Two old CNS stimulants, amphetamine and methylphenidate, still continue as the active ingredients of the mainstay of ADHD therapy. This suggests there is a need for a renewed research focus on the etiology and pathophysiology of this disease, including genomics, with the goal of identifying improved therapeutic options. Over one year ago, on this website (2), the slow progress in two other psychopharmacologic therapeutics classes, Schizophrenia and Depression, was discussed, although in contrast to ADHD, there has been a number of new molecule approvals for these indications, but these have been confined to a few pharmacologic classes, half of which have their origins in the late 1950’s. Again, these observations strongly suggest a need for more basic research to identify new therapeutic options in the psychopharmacologic therapeutics category.

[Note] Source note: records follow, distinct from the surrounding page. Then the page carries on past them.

PR #248, opened 2021-08-28
suggestion: 🚀 isExact approach 2

Beraliv:
```ts
// the implementation
export const isExact = <U>() => <T>(object: Exact<T, U>) => {
  return object;
};

// the usage
isExact<BC>()(abc);

// or possible to reuse it later (which looks nicer)
const isBC = isExact<BC>();
isBC(abc);
```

- Mrazek DA, Schak KM: Attention-Deficit/Hyperactivity Disorder, in: Waldman SA, Terzic A, Pharmacology and Therapeutics, Saunders Elsevier, Philadelphia, 2009, pp.759-768
- TRI-institute.org: Slow Progress in Psychopharmacologic Therapeutics, Sep 2014, http://tri-institute.org/?p=184.
Refer to page 22 of Progression of Modern Therapeutics (2014 Report) available under Reports on this website; this report also includes the methodology used.